Transgênero, transexual e travesti: saiba o significado dos termos

Terminologias guardam sentidos múltiplos e representam uma luta antiga, de mais de quatro décadas

Gabriela Almeida
12:22 | 27/06/2021
Brasil teve 175 assassinatos de pesoas trans em 2020, segundo levantamento feito pela Antra; conhecimento é ferramenta contra a transfobia (Foto: Reprodução/Escritório de Assuntos Estrangeiros do Reino Unido)
Brasil teve 175 assassinatos de pesoas trans em 2020, segundo levantamento feito pela Antra; conhecimento é ferramenta contra a transfobia (Foto: Reprodução/Escritório de Assuntos Estrangeiros do Reino Unido)

Atualizada e corrigida em 28/06/2021 às 21 horas

Para entender o significado desses termos é preciso compreender a diferença entre identidade de gênero e orientação sexual. Durante muitas décadas, o movimento que hoje é reconhecido pela sigla LGBTQIA+ foi ligado apenas a questões de sexualidade, que se trata da atração que o individuo sente por outro.

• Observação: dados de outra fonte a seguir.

Issue #4671, opened 2025-12-03
Replace broken images in README


eonist:
Several images in the README are currently broken and no longer render correctly.

This appears to be related to the [public instance](https://github.com/anuraghazra/github-readme-stats/issues/3851) being shut down after the Vercel sponsorship ended. As a result, image URLs that depended on that instance are no longer valid.

**Proposed solution:**
* Update the README to use the new [GitHub Action–based](https://github.com/marketplace/actions/github-readme-stats-action) setup where applicable.
* Replace or remove broken image links.
* Ensure all images reference stable, long-term URLs.

**Alternative solution:**
* We could also use the new [whitelist](https://github.com/anuraghazra/github-readme-stats?tab=readme-ov-file#available-environment-variables) feature to deploy a limited vercel instance to generate the card.

**Expected outcome:**
The README renders correctly with no broken images and accurately reflects the current recommended usage of the project.

sermuns:
I don't think there's anything special about the README. The hosted Vercel instance is simply down for now. See #4658.

eonist:
Yes. That's very common with the stats card widgets. As such would it not make more sense to have static images / svgs. It's not exactly transient it will happen again, a lot. In my experience.

eonist:
Or like a fallback static image/svg when the backend is down maybe?

jfullstackdev:
I do agree with that, if the recent image is down, at least display the last generated image

ArsenTech:
> Or like a fallback static image/svg when the backend is down maybe?

I agree with that. It makes the project way better

eonist:
Maybe also not only for the readme.md but project wide as well? Like if my widget goes down, like every other day 😅. Then it could fallback to some hosted image somewhere, of the latest state. like some GitHub cache or smth. I dunno how hard this would be or if it's even feasible, but it would stabilise things. Currently I took down most of the widgets that kept failing. Going back to smaller widgets like shield.io badges and my own custom GitHub Action based hosted widgets.

rickstaa:
@eonist thanks for your issue. I updated the description to better reflect what we want to do. If someone wants to take this on please let me know and I will assign you,

rickstaa:
[...]

PR #4716, opened 2025-12-27
docs: add github action as recommended usage method

rickstaa:
Add new github action as recommended usage method now that we are no longer sponsored by vercel and the hosted endpoint is not available anymore.


rickstaa:
@qwerty541 let's put this in draft. As pointed out by @jfullstackdev in [this comment](https://github.com/anuraghazra/github-readme-stats/issues/4671#issuecomment-3694043970) we should ensure people know that both the action and the self deploymnet are now the recommended methods. I will update my pr.

anuraghazra (approved):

É importante pontuar, no entanto, que as pessoas trans estiveram presentes, construindo o movimento LGBTQIA+, desde sua concepção no rescaldo da revolta de Stonewall. As lutas contra a discriminação sofrida pelo local e seus frequentadores começaram com Marsha P. Johnson, uma mulher trans, reagindo à violência policial.

Mas apenas nos anos 90 o debate sobre identidade de gênero ganhou força e levou tanto entidades internacionais como comunidades do movimento a discutirem o assunto. Foi nesse período que o "T" foi incluído na sigla da entidade que, naquele momento, era apenas LGB (lésbicas, gays e bissexuais).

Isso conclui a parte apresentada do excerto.